From 2023 to 2026, analysts expect The Trade Desk’s revenue and EPS to grow at a compound annual growth rate (CAGR) of 22% and 62%, respectively. They expect Alphabet’s revenue to grow at a CAGR of 12% while its EPS grows at a CAGR of 21%.

Based on these expectations, The Trade Desk stock still looks expensive, at 20 times next year’s sales and 116 times forward earnings. Alphabet looks much cheaper, with revenue 6 times higher than next year and forecast profit 20 times higher.

However, Alphabet’s valuations are being squeezed by the US Department of Justice’s (DOJ) antitrust lawsuit, which could force it to split or sale some of its most valuable assets. An unfavorable outcome in this case could force analysts to moderate their estimates for Alphabet – so it might be too early to say its stock is undervalued. Yet it’s also difficult to justify going all-in on The Trade Desk at current valuations.

Best Buy: Alphabet

The Trade Desk is a high-growth stock, but its shares are simply too bullish.
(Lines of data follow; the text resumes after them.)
PR #3088, opened 2026-04-14
[codex] Fix Windows run-local runtime resolution

lazydao:
This change fixes `run-local` on Windows so that a source checkout can be exercised against an installed calibre runtime, which is the workflow documented by calibre itself.

The user-facing problem is that `python run-local calibre` and related entry points failed immediately on Windows with import errors such as `cannot import name 'winutil' from 'calibre_extensions'`. In practice that made it impossible to use the local checkout for testing changes on Windows, including GUI and AI provider work.

The root cause is that the previous `run-local` script assumed a source-style runtime on every platform. On Windows, however, calibre depends on compiled runtime extensions such as `winutil.pyd` that come from the installed application bundle rather than from the source tree. The old script pointed Python at the checkout and never delegated to the installed executables, so the import machinery could not resolve the required binary modules.

This patch updates `run-local` to detect Windows, set `CALIBRE_DEVELOP_FROM` to the checkout's `src` directory, locate an installed calibre runtime, and then invoke the corresponding installed executable for the requested entry point. It supports explicit overrides via `CALIBRE_RUNTIME_PATH` or `CALIBRE_WINDOWS_INSTALL_ROOT`, falls back to executables on `PATH`, and finally tries the default `C:\Program Files\Calibre2` install root. Non-Windows behavior is unchanged.

Validation was targeted. I ran `python run-local calibredb --version` on Windows from the source checkout and verified that it now delegates successfully to the installed runtime while loading Python code from the checkout.

### DIFF
--- a/run-local
+++ b/run-local
@@ -1,6 +1,8 @@
 #!/usr/bin/env python
 import importlib
 import os
+import shutil
+import subprocess
 import sys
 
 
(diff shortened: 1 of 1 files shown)


kovidgoyal:
This is LLM nonsense. The correct and documented way to develop on
windows is CALIBRE_DEVELOP_FROM. run-local is basically a private script
I use myself on Linux.

https://manual.calibre-ebook.com/develop.html#windows-development-environment

lazydao:
Understood. I will drop this change. For Windows development I'll stick to the documented CALIBRE_DEVELOP_FROM workflow instead of changing run-local.

PR #356, opened 2026-05-07
sqldb: add legacy walletdb+flat-file import migration

Roasbeef:
In this PR, we add the auto-importer that copies neutrino's existing
walletdb buckets and append-only header binaries into the new SQL
tables. Without this, every existing neutrino deployment switching to
the SQL backend would have to resync from genesis, which on mainnet is
hours of header download and roughly the same again of filter sync.
The importer makes the transition a single restart with the new
config.

The whole import runs as the version-2 programmatic migration in the
sqldb migration set, which means it's recorded exactly once in the
`neutrino_migrations` tracking table. Crash mid-import and the next
start re-runs the whole thing from scratch against the still-intact
legacy state, bumping the tracker to v2 only once everything is
verified.

## Stack

This is PR 5 of 6 in the SQL backend stack. Stacks on top of #355.

## Opting in

Callers opt in by passing a `LegacyDataSource` into
`MakeLegacyImportMigration`, which is then handed to `NewBackend` (the
public API for that wiring lands in PR 6). The source bundles the
already-open legacy bbolt handle, the data dir holding the two `.bin`
files, and the chain params used for the verification check at the
end:

```go
src := &sqldb.LegacyDataSource{
    DB:      legacyDB,
    DataDir: dataDir,
    Params:  &chaincfg.MainNetParams,
}
backend, err := sqldb.NewBackend(
    dataDir, cfg, sqldb.MakeLegacyImportMigration(src),
)
```

Pass `nil` and the v2 migration is recorded as a no-op contentless
entry (the corresponding `000002_legacy_import.up.sql` is
comment-only, so the source advertises the version but `hasSqlMig` is
false; with no programmatic migration registered, the migrate fork
falls through to a noop and bumps the tracker to v2). Every fresh-
install path is therefore consistent with the post-import state.

## Per-domain import

**Block headers** stream out of `block_headers.bin` in 2000-row
batches. Each batch is one `pread`, one `BeginTx(WriteTxOpt)`, a loop
of `InsertBlockHeader` calls, and a commit. Memory stays bounded
regardless of chain length. The block hashes are computed via
`wire.BlockHeader.BlockHash()` on the freshly-deserialised header (no
need to walk the bbolt header-index for this).

**Filter headers** reuse the `[]chainhash.Hash` produced by the block
header pass. The legacy `reg_filter_headers.bin` only stores the
32-byte filter hash per height, not the corresponding block hash, so
without the precomputed slice we'd have to walk the
`header-index/regular` sub-buckets to reconstruct the `block_hash`
column. Reusing the existing slice avoids a second pass over the bbolt
index and keeps memory bounded to ~28 MB on mainnet.

**Filters** are streamed batch-by-batch from the `filter-store/regular`
bucket. The legacy nil-sentinel (a row with a zero-length value)
matters here: bbolt's `bucket.ForEach` may return `v == nil` for those
rows, but the SQL `filter_bytes` column is `NOT NULL`, so we coerce
nil values to `[]byte{}` so the row inserts cleanly without losing the
sentinel semantics on read.

**Bans** are converted from the uint64 BE expiry encoding to a real
`TIMESTAMP` column. Already-expired records are skipped; the live
store would auto-purge them on first `Status` call anyway, so there's
no point importing them.

## Idempotency on retry

Every run begins by `DELETE FROM` against each of the five tables.
That makes a half-finished import safe to re-run from the start: the
underlying legacy state is read-only and immutable for the duration of
the migration, so the next attempt sees the same input and produces
the same output.

`migrate.ProgrammaticMigrEntry.ResetVersionOnError = true` is set, so
if any step fails the migrate fork rolls the version back to v1 and
the next start re-runs v2 from scratch. Once the migration body
returns nil, the tracker advances to v2 and subsequent restarts skip
the import entirely.

## Verification + .bak rename

Before the migration body returns success, we run a final read tx that
checks row counts and tip-hash equality against the values computed
during the import passes. Any mismatch fails the migration. Only after
verification do we `os.Rename` the legacy `.bin` files to `.bak`. The
walletdb file itself is left in place; operators can delete it
manually after confirming the SQL state. A rename failure here is
non-fatal because the migration tracker already records the import as
complete; the `.bak` files are a convenience, not a correctness
guarantee.

## Tests

`TestLegacyImportRoundTrip` seeds a real bbolt + flat-file legacy
state via the existing constructors (block + filter headers via
`headerfs.NewBlockHeaderStore` / `NewFilterHeaderStore`, GCS filters
via `filterdb.New`, bans via `banman.NewStore`, including a nil
sentinel filter and a deliberately-expired ban), runs the importer,
and asserts that every row matches under both backends.

`TestLegacyImportFreshInstall` opens the SQL backend in an empty
directory and verifies the v2 migration is a no-op (no `.bak` files
get created).

`TestLegacyImportIdempotent` runs the import once, closes the backend,
re-opens with the same legacy source, and verifies that the second
open does not re-run the import (the migration tracker is already at
v2, so the import body is skipped).

### DIFF
--- a/sqldb/migrate_legacy.go
+++ b/sqldb/migrate_legacy.go
@@ -1,0 +1,748 @@
+package sqldb
+
+import (
+	"bytes"
+	"context"
+	"database/sql"
+	"encoding/binary"
+	"errors"
+	"fmt"
+	"os"
+	"path/filepath"
+	"time"
+
+	"github.com/btcsuite/btcd/chaincfg"
+	"github.com/btcsuite/btcd/chaincfg/chainhash"
+	"github.com/btcsuite/btcd/wire"
+	"github.com/btcsuite/btcwallet/walletdb"
+	"github.com/golang-migrate/migrate/v4"
+	"github.com/golang-migrate/migrate/v4/database"
+	sqldbv2 "github.com/lightningnetwork/lnd/sqldb/v2"
+
+	"github.com/lightninglabs/neutrino/sqldb/sqlc"
+)
+
+// Default file names neutrino has historically used for the append-only
+// header binaries. Callers may override via LegacyDataSource if they have
+// non-default file names.
+const (
+	DefaultBlockHeadersFilename       = "block_headers.bin"
+	DefaultRegFilterHeadersFilename   = "reg_filter_headers.bin"
+)
+
+// Legacy walletdb bucket and key names. They mirror the unexported names in
+// neutrino/headerfs/index.go, neutrino/banman/store.go, and
+// neutrino/filterdb/db.go. Duplicating them here keeps the legacy importer
+// independent of the live store implementations.
+var (
+	legacyHeaderIndexBucket = []byte("header-index")
+	legacyBitcoinTipKey     = []byte("bitcoin")
+	legacyRegFilterTipKey   = []byte("regular")
+
+	legacyFilterStoreBucket = []byte("filter-store")
+	legacyRegFilterBucket   = []byte("regular")
+
+	legacyBanStoreBucket   = []byte("ban-store")
+	legacyBanIndexBucket   = []byte("ban-index")
+	legacyReasonIndexBucket = []byte("reason-index")
+)
+
+// LegacyDataSource declares the legacy on-disk state to be imported into the
+// SQL backend on first start. Constructed by the caller (lnd/lit/btcwallet)
+// when transitioning from the walletdb backend, it bundles the open legacy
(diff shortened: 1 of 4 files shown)


litbot-9000:

litbot-9000:

litbot-9000:

litbot-9000:

litbot-9000:

litbot-9000:

litbot-9000:

PR #358, opened 2026-05-07
filterdb: fall back to Update when backend lacks BatchDB

ziggie1984:
## Summary

`FilterStore.PutFilters` calls `walletdb.Batch` unconditionally to coalesce
concurrent write transactions. `walletdb.Batch` requires the underlying
database to implement `walletdb.BatchDB` and returns `"need batch"` when the
type assertion fails, so any backend that only satisfies the base
`walletdb.DB` interface cannot persist filters at all.

This change detects `BatchDB` support at runtime and falls back to a regular
`walletdb.Update` transaction when batching is unavailable. The batched fast
path is preserved for backends like `bdb` that implement it.

## Changes

- `filterdb/db.go`: type-assert the backend for `walletdb.BatchDB` in
  `PutFilters`; use `walletdb.Batch` when available, otherwise
  `walletdb.Update`.
- `filterdb/db_test.go`: add `TestFilterStorageWithoutBatch`, which wraps the
  test `bdb` handle in a struct that hides the `Batch` method to exercise the
  non-`BatchDB` code path against the existing storage assertions.

## Test plan

- [x] `go test ./filterdb/...` passes (`TestFilterStorage` and
      `TestFilterStorageWithoutBatch`).
- [x] Existing batched path is unchanged for `bdb` backends.

### DIFF
--- a/filterdb/db.go
+++ b/filterdb/db.go
@@ -168,7 +168,7 @@ func putFilter(bucket walletdb.ReadWriteBucket, hash *chainhash.Hash,
 // NOTE: This method is a part of the FilterDatabase interface.
 func (f *FilterStore) PutFilters(filterList ...*FilterData) error {
 	var updateErr error
-	err := walletdb.Batch(f.db, func(tx walletdb.ReadWriteTx) error {
+	putFilters := func(tx walletdb.ReadWriteTx) error {
 		filters := tx.ReadWriteBucket(filterBucket)
 		regularFilterBkt := filters.NestedReadWriteBucket(regBucket)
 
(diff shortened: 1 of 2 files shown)


filterdb/db.go
```diff
@@ -197,7 +197,18 @@ func (f *FilterStore) PutFilters(filterList ...*FilterData) error {
 		}
 
 		return nil
-	})
+	}
+
+	var err error
+	// Batch is an optimization that some walletdb backends, such as bdb,
```
Roasbeef, line 204: Style nit: missing new line above the comment.

Roasbeef (approved):
LGTM 🦾

PR #364, opened 2026-06-12
Update to btcd v2 modules

guggero:
After merging https://github.com/btcsuite/btcd/pull/1825, we'll need to update all `btcd` dependencies to the new `v2` modules.
We need to start at the edges of the dependency graph, which in this case is `neutrino` and `btcwallet`.

But the graph is very circular, so this depends on:
 - https://github.com/btcsuite/btcwallet/pull/1266 (circular)
 - https://github.com/btcsuite/btcd/pull/2548


litbot-9000:
@guggero, remember to re-request review from reviewers when ready

go.mod
```diff
@@ -1,43 +1,53 @@
...
+	golang.org/x/sync v0.16.0 // indirect
+	golang.org/x/sys v0.35.0 // indirect
 	gopkg.in/check.v1 v1.0.0-20201130134442-10cb98267c6c // indirect
 	gopkg.in/yaml.v3 v3.0.1 // indirect
 )
 
-go 1.23.6
+go 1.25.11
+
+replace github.com/lightninglabs/neutrino/cache => ./cache
```
Roasbeef, line 53: Looks like we'll need a follow up PR to get rid of this.

Roasbeef (approved):
LGTM ☃️

PR #365, opened 2026-06-16
blockmanager: disconnect unresponsive peers instead of banning them

### LINKED ISSUE #349: banman: compact-filter sync can ban peers for network failures, not just bad data
Compact-filter sync currently has code paths that ban peers when they fail to answer a follow-up query, even though the code has not proved that they served invalid data. The implementation is conflating "peer sent bad compact-filter data" with "peer did not respond / disconnected / local node was offline during the follow-up exchange".

This matters because a ban is a strong classification. A peer that times out or disappears during a follow-up compact-filter query may be experiencing an ordinary network failure, or the local node may be offline, but the code can still treat that as misbehavior.

There are two concrete places where this happens. In resolveConflict, peers that do not appear in the follow-up cfheaders response map [are banned with InvalidFilterHeaderCheckpoint](https://github.com/lightninglabs/neutrino/blob/93548a77b8137569ac3e5e3aa08c6b1ac414d844/blockmanager.go#L1482-L1495). In detectBadPeers, a peer that does not answer the follow-up cfilter request [is marked bad](https://github.com/lightninglabs/neutrino/blob/93548a77b8137569ac3e5e3aa08c6b1ac414d844/blockmanager.go#L1569-L1574) and then [banned with InvalidFilterHeader](https://github.com/lightninglabs/neutrino/blob/93548a77b8137569ac3e5e3aa08c6b1ac414d844/blockmanager.go#L1465-L1478) during checkpoint conflict handling and [during uncheckpointed filter-header mismatch handling](https://github.com/lightninglabs/neutrino/blob/93548a77b8137569ac3e5e3aa08c6b1ac414d844/blockmanager.go#L769-L780).

The shared [queryAllPeers helper](https://github.com/lightninglabs/neutrino/blob/93548a77b8137569ac3e5e3aa08c6b1ac414d844/query.go#L277-L390) only works with a snapshot of currently connected peers and waits for replies, while its callers [only add cfheaders responders](https://github.com/lightninglabs/neutrino/blob/93548a77b8137569ac3e5e3aa08c6b1ac414d844/blockmanager.go#L1802-L1824) to the result map, [only add cfilter responders](https://github.com/lightninglabs/neutrino/blob/93548a77b8137569ac3e5e3aa08c6b1ac414d844/blockmanager.go#L1842-L1879) to the result map, and [only add checkpoint responders](https://github.com/lightninglabs/neutrino/blob/93548a77b8137569ac3e5e3aa08c6b1ac414d844/blockmanager.go#L1891-L1906) to the result map. A timeout, disconnect, or other network failure therefore just means the peer is missing from the result map, and higher layers then interpret that absence as evidence of bad data in the paths above.

Expected behavior is to distinguish between "peer responded with data that can be verified as invalid" and "peer did not respond / request could not be completed". Only the first case should lead to `InvalidFilterHeader` or `InvalidFilterHeaderCheckpoint`. The second case may justify retrying, deprioritizing, or disconnecting, but not banning.

This can cause honest IPv4/IPv6 peers to be banned for 24 hours (the `BanDuration` constant in `neutrino.go`) during periods where the local node is offline or connectivity is unstable. PR https://github.com/lightninglabs/neutrino/pull/348 teaches banman to also recognize onion peers (Tor V3). Currently onion peers are not banned at all.

See also #4 and #253

Vandit1604:
### Fixes #349

Compact-filter sync could ban honest peers for not answering a follow-up query, even when there was no proof they served invalid data. A timeout, a disconnect, or the local node being offline was treated the same as serving bad filter data, which led to a 24 hour ban.

This splits the handling into two cases:

- Peers we can verify served invalid data (a filter that does not match its hashes, or that loses the block-based reconciliation) are still banned with `InvalidFilterHeader` or `InvalidFilterHeaderCheckpoint`.
- Peers that did not respond are disconnected and dropped from the current round, but no ban record is written.

The anti-stall behavior is kept: a peer that answers headers or checkpoints but withholds the follow-up filter is still removed from the active round, it just is not banned.

### Changes

- `detectBadPeers` now returns the invalid peers and the unresponsive peers as separate sets.
- Added a `DisconnectPeer` callback, similar to `BanPeer`, that drops the connection without writing a ban. A disconnect for a peer that is already gone is a no-op and does not fail sync.
- The checkpoint conflict path in `resolveConflict` now disconnects non-responders instead of banning them.
- Updated `TestBlockManagerDetectBadPeers` to cover both cases: non-responders are reported as unresponsive (disconnected, not banned), and peers serving invalid filters are still banned.

### DIFF
--- a/blockmanager.go
+++ b/blockmanager.go
@@ -96,6 +96,11 @@ type blockManagerCfg struct {
 	// BanPeer bans and disconnects the given peer.
 	BanPeer func(addr string, reason banman.Reason) error
 
+	// DisconnectPeer disconnects the given peer without banning it. We use
+	// this for peers that did not respond to a follow-up query, since a
+	// missing response is not proof that the peer served invalid data.
+	DisconnectPeer func(addr string) error
+
 	// GetBlock fetches a block from the p2p network.
 	GetBlock func(chainhash.Hash, ...QueryOption) (*btcutil.Block, error)
 
@@ -802,24 +807,18 @@ func (b *blockManager) getUncheckpointedCFHeaders(
 		if checkForCFHeaderMismatch(headers, i) {
 			targetHeight := startHeight + uint32(i)
 
-			badPeers, err := b.detectBadPeers(
+			invalidPeers, unresponsivePeers, err := b.detectBadPeers(
 				headers, targetHeight, uint32(i), fType,
 			)
 			if err != nil {
 				return err
 			}
 
-			log.Warnf("Banning %v peers due to invalid filter "+
-				"headers", len(badPeers))
-
-			for _, peer := range badPeers {
-				err := b.cfg.BanPeer(
-					peer, banman.InvalidFilterHeader,
-				)
-				if err != nil {
-					log.Errorf("Unable to ban peer %v: %v",
-						peer, err)
-				}
+			actedOn := b.banAndDisconnect(
+				invalidPeers, unresponsivePeers,
+				banman.InvalidFilterHeader,
+			)
+			for _, peer := range actedOn {
 				delete(headers, peer)
 			}
 		}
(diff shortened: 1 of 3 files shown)


litbot-9000:
@vandit1604, remember to re-request review from reviewers when ready

litbot-9000:
@vandit1604, remember to re-request review from reviewers when ready

Vandit1604:
On the Gemini suggestion to nil-check `DisconnectPeer` before calling it: I'm not adding those checks, for two reasons.

- The real server always sets `DisconnectPeer` (see `neutrino.go`), so it is never nil in production.
- The sibling `BanPeer` callback is also called without a nil check in several places (`blockmanager.go` 791, 936, 1455, 1623). Guarding only `DisconnectPeer` would be inconsistent with the existing pattern.

The one real gap was the test config, which set `BanPeer` but not `DisconnectPeer`. I've added `DisconnectPeer` to the test config so it mirrors `BanPeer`, which removes the only place the callback could actually be nil.

litbot-9000:
@vandit1604, remember to re-request review from reviewers when ready

litbot-9000:
@vandit1604, remember to re-request review from reviewers when ready

litbot-9000:
@vandit1604, remember to re-request review from reviewers when ready

litbot-9000:
@vandit1604, remember to re-request review from reviewers when ready

litbot-9000:
@vandit1604, remember to re-request review from reviewers when ready

Vandit1604:
Hi @starius, thanks for the guidance on #349. This PR follows the approach you supported there: peers that serve invalid filter data still get banned, and peers that only fail to respond get disconnected. Would you have time to review it at some point? The CI run also needs a maintainer to approve it. Thanks!

PR #366, opened 2026-06-17
neutrino: add SQL import follow-up fixes

Roasbeef:
In this PR, we add a small set of follow-up fixes on top of the SQL backend stack. The main fix is around the handoff from the legacy chain importer into normal P2P sync: after `ChainService.Start` imports headers into the backing store, the block manager needs to refresh its in-memory tip state before building locators. Without that refresh, the backing store can be at the imported tip while the block manager still thinks it is at genesis.

We also make filter writes tolerate walletdb backends that don't expose `walletdb.BatchDB`. The optimized batch path is still used when the backend supports it, while simpler backends fall back to a normal `walletdb.Update` transaction.

## Stack

This stacks on #357, a.k.a `roasbeef/sql-06-wiring-and-ci`.

## Details

In `filterdb`, we check whether the underlying walletdb backend supports `BatchDB` before calling `walletdb.Batch`. This keeps the existing fast path for backends that can coalesce writes, but avoids failing with `need batch` for backends that only satisfy the base `walletdb.DB` interface.

In the block manager, we add a `ResetHeaderState` method that re-reads the block header and filter header tips from their stores. `ChainService.Start` calls it immediately after a successful chain import, before the block manager starts network sync.

The new sync test covers the complete handoff: import an exported header snapshot, mine more blocks, start the service with both `HeadersImport` and `AddPeers`, then verify the service catches up over P2P.

## Tests

```bash
go test ./filterdb -count=1
go test . -run 'TestNeutrinoImportThenP2PSync|TestNewChainServiceSQLPath|TestNewChainServiceSQLValidation' -count=1
go test ./... -count=1
```

The full default suite passed locally, with the root package taking about 205s.

### DIFF
--- a/blockmanager.go
+++ b/blockmanager.go
@@ -282,6 +282,49 @@ func newBlockManager(cfg *blockManagerCfg) (*blockManager, error) {
 	return &bm, nil
 }
 
+// ResetHeaderState re-reads the chain tips from the header stores and
+// reinitializes the block manager's internal tracking state. This must be
+// called after headers have been imported into the stores outside of the
+// block manager (e.g., via chainimport) but before the block manager is
+// started, so that it begins syncing from the correct chain tip rather
+// than the stale state captured at construction time.
+func (b *blockManager) ResetHeaderState() error {
+	// Re-read the block header chain tip from the store.
+	header, height, err := b.cfg.BlockHeaders.ChainTip()
+	if err != nil {
+		return fmt.Errorf("failed to read block header chain "+
+			"tip: %w", err)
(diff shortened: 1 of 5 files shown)


litbot-9000:

litbot-9000:

litbot-9000:

litbot-9000:

litbot-9000:

litbot-9000:

litbot-9000:

litbot-9000:

PR #367, opened 2026-06-17
sqldb+headerfs: tune sqlite header storage

Roasbeef:
In this PR, we tune the SQLite-backed header stores that landed in the SQL stack. The main observation from the clean lnd sync runs was that once peer/query scheduling stopped being the obvious bottleneck, the remaining hot path was reading long runs of block headers from SQLite and paying conservative SQLite defaults during rebuildable chain sync.

We keep this PR scoped to storage behavior. There are no querysync or headersync actor changes here, and header writes continue to use generated sqlc methods inside the existing sqldb/v2 `ExecTx` transaction.

## Stack

This stacks on #366, a.k.a `roasbeef/sql-07-followups`.

## SQLite profile

Neutrino's chain database is rebuildable from peers, so we don't need every chain-store knob to match wallet-grade durability. We apply the chain-data profile through sqldb/v2's SQLite config before opening the DB, matching the shape used by lnd-style SQLite openers: `synchronous=NORMAL`, a larger WAL checkpoint threshold, bounded WAL size, in-memory temp storage, and larger cache/mmap limits.

One important detail: current sqldb/v2 still hardcodes `fullfsync=true` in its SQLite DSN. We don't use a post-open raw `PRAGMA` loop to override that here; disabling macOS fullfsync should be a typed sqldb/v2 option, similar to darepo-client's `NoFullfsync`, so callers can see the durability tradeoff in config.

Callers can set `SkipSqliteChainPragmas` if they want the supplied SQLite config passed through untouched.

## Schema cleanup

We drop redundant hash indexes from fresh schemas and add a migration for existing DBs. The unique constraints already give us the lookup indexes, so the second indexes only add write cost during sync.

## Header reads

The SQL block header store now keeps a bounded read-through cache keyed by height and hash. This matches lnd's common ChainConn access pattern during notifier startup: fetch hash by height, then fetch the header by hash, repeated over a long range. `FetchHeaderByHeight` prefetches a contiguous range and fills the cache, which collapses that scan into fewer SQLite transactions.

Rollback clears the cache before returning, so stale headers can't be served after rows are removed.

## Tests

```bash
go test ./sqldb ./headerfs -count=1
go test . -run 'TestNewChainServiceSQLPath|TestNewChainServiceSQLValidation' -count=1
go test ./banman -count=1
go test ./... -count=1
```

The full default suite passed locally after restacking the PRAGMA path. An earlier full pass hit a transient `banman` kvdb assertion, and `go test ./banman -count=1` passed immediately on retry.

### DIFF
--- a/headerfs/sql_store.go
+++ b/headerfs/sql_store.go
@@ -28,6 +28,26 @@ type SQLBlockHeaderStore struct {
 	// blockmanager rely on: a ChainTip immediately following a
 	// successful WriteHeaders must observe the new tip.
 	mtx sync.RWMutex
+
+	// The SQL store backs lnd's ChainConn methods. During notifier startup
+	// lnd replays missed block epochs with sequential height/hash lookups,
+	// so keep a bounded read-through cache to collapse that scan into
+	// occasional range reads instead of one sqlite tx per height.
+	cacheMtx         sync.Mutex
+	headerCache      map[chainhash.Hash]cachedSQLBlockHeader
+	heightCache      map[uint32]chainhash.Hash
+	headerCacheOrder []chainhash.Hash
+	headerCacheNext  int
+}
+
+const (
+	sqlBlockHeaderReadCacheSize     = 8192
+	sqlBlockHeaderReadCachePrefetch = 2048
+)
+
+type cachedSQLBlockHeader struct {
+	header wire.BlockHeader
+	height uint32
 }
 
 // A compile-time check to ensure SQLBlockHeaderStore satisfies the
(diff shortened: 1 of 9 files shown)


Roasbeef:
Updated this PR to remove the custom multi-row insert helper entirely.

The header write path now stays on generated sqlc methods (`q.InsertBlockHeader` / `q.InsertFilterHeader`) inside the existing `ExecTx` transaction. So sqlite/postgres both keep the normal sqldb/v2 transaction wrapper, error mapping, and retry behavior. The remaining PR scope is now just the sqlite chain-store pragmas, duplicate-index cleanup, and the SQL block-header read-through cache.

litbot-9000:

litbot-9000:

litbot-9000:

litbot-9000:

litbot-9000:

litbot-9000:

litbot-9000:

litbot-9000:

At these valuations, a single lackluster quarter could easily sink its stock. As for Alphabet, the market seems too pessimistic about its future. The DOJ will remain a thorn in its side, but it still has plenty of ways to expand into the high-growth markets of digital advertising, digital media, cloud and AI.

So if you think Alphabet can overcome these short-term headwinds and continue to grow, it might make more sense to buy its out-of-favor stocks and wait for The Trade Desk valuations to cool down.

Suzanne Frey, an executive at Alphabet, is a member of The Motley Fool’s board of directors. Randi Zuckerberg, former director of market development and spokesperson for Facebook and sister of Meta Platforms CEO Mark Zuckerberg, is a member of The Motley Fool’s board of directors. Leo Sun has positions in meta-platforms. The Motley Fool holds positions and recommends Alphabet, Meta Platforms, Microsoft and The Trade Desk. The Motley Fool recommends the following options: long January 2026 $395 calls on Microsoft and short January 2026 $405 calls on Microsoft. The Motley Fool has a disclosure policy.